Start of DATA SHOWN
PR #488, opened 2016-11-22
Aruha 455

v1ctor:
Now it will look like this "[2016-11-22 11:27:00.071Z] [INFO] [D33T0mwjKsZCeb4gGngode4G] [http-nio-8080-exec-4] [org.zalando.nakadi.filters.LoggingFilter] --- GET "/event-types/express_shipment_offered" "curl/7.49.1" "-" 404 61 ms"

### DIFF
--- a/src/main/java/org/zalando/nakadi/filters/LoggingFilter.java
+++ b/src/main/java/org/zalando/nakadi/filters/LoggingFilter.java
@@ -23,20 +23,26 @@ public class LoggingFilter extends OncePerRequestFilter {
                                     final HttpServletResponse response, final FilterChain filterChain)
             throws ServletException, IOException {
         final long start = System.currentTimeMillis();
-
+        final String userAgent = Optional.ofNullable(request.getHeader("User-Agent")).orElse("-");
+        final String user = Optional.ofNullable(request.getUserPrincipal()).map(Principal::getName).orElse("-");
+        final String method = request.getMethod();
+        final String path = request.getRequestURI();
+        LOG.info("{} \"{}\" \"{}\" \"{}\"",
+                method,
+                path,
+                userAgent,
+                user);
         //execute request
         try {
             filterChain.doFilter(request, response);
         } finally {
             final long time = System.currentTimeMillis();
             final Long timing = time - start;
-            final Optional<String> userAgent = Optional.ofNullable(request.getHeader("User-Agent"));
-            final Optional<String> user = Optional.ofNullable(request.getUserPrincipal()).map(Principal::getName);
             LOG.info("{} \"{}\" \"{}\" \"{}\" {} {} ms",
-                    request.getMethod(),
-                    request.getRequestURI(),
-                    userAgent.orElse("-"),
-                    user.orElse("-"),
+                    method,
+                    path,
+                    userAgent,
+                    user,
                     response.getStatus(),
                     timing);
         }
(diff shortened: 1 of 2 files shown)


src/main/java/org/zalando/nakadi/filters/LoggingFilter.java
```diff
@@ -0,0 +1,45 @@
...
+    protected void doFilterInternal(final HttpServletRequest request,
+                                    final HttpServletResponse response, final FilterChain filterChain)
+            throws ServletException, IOException
+    {
+        final long start = System.currentTimeMillis();
+
+        //execute request
+        try {
+            filterChain.doFilter(request, response);
+        } finally {
```
v-stepanov: how it will log our async consumption requests? In the beginning of request or when the stream is finished?

v1ctor: Our streaming consumption really is one big http request and it will log at the end, but I don't how to deal with it and if I have to.

v-stepanov: I see. The problem I have with that is that somebody can create streams and stream for few hours/days and we will see it in our logs only after he closes the connection.
My point is: maybe we should before `filterChain.doFilter`? The only reason to log after is to have the timing, right?

src/main/resources/application.yml
```diff
@@ -9,7 +9,7 @@ logging:
   level:
     ROOT: INFO
     org.springframework.web: INFO
-    org.springframework.security.web.access.intercept: DEBUG
+    org.springframework.security.web.access.intercept: INFO
```
v-stepanov: I think you can just remove this line now

src/main/java/org/zalando/nakadi/filters/LoggingFilter.java
```diff
@@ -0,0 +1,45 @@
...
+import javax.servlet.FilterChain;
+import javax.servlet.ServletException;
+import javax.servlet.http.HttpServletRequest;
+import javax.servlet.http.HttpServletResponse;
+import java.io.IOException;
+import java.security.Principal;
+import java.util.Optional;
+
+@Component
+public class LoggingFilter extends OncePerRequestFilter {
```
v-stepanov: Does it work without additional registration?
Because in WebConfig.java we register other filters we have and define the order in which the filters will be invoked https://github.com/zalando/nakadi/blob/master/src/main/java/org/zalando/nakadi/config/WebConfig.java#L54
Do you think it will make sense to add LoggingFilter there also?

src/main/java/org/zalando/nakadi/filters/LoggingFilter.java
v1ctor: And also status code.

src/main/resources/application.yml
v1ctor: Ok, I will

src/main/java/org/zalando/nakadi/filters/LoggingFilter.java
v1ctor: I've annotated it with ```java @Component``` anotation. It is working.

src/main/java/org/zalando/nakadi/filters/LoggingFilter.java
antban: In our specific case we should add 2 records I think - at the begining and after completion

antban: Timing is not so important now, I think...

v-stepanov:
@v1ctor as we now log two times - can we use some sort of keyword for start-log and end-log? Because I believe that the most common use-case will be that we try to search in our log-aggregator. I mean something like ACCESS_LOG_BEGIN, ACCESS_LOG_END or something similar

v-stepanov:
👍

v-stepanov:
@v1ctor Please unmerge :) 
We changed release process. Now we merge to master only after the ticket is validated. Because we decided to release every time the master is updated.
End of DATA SHOWN
▸ **WHAT IS NEEDED**
Work through the data and report how many of its lines hold the word "javax", giving only the figure.

▸ **TASK SOLUTION**
4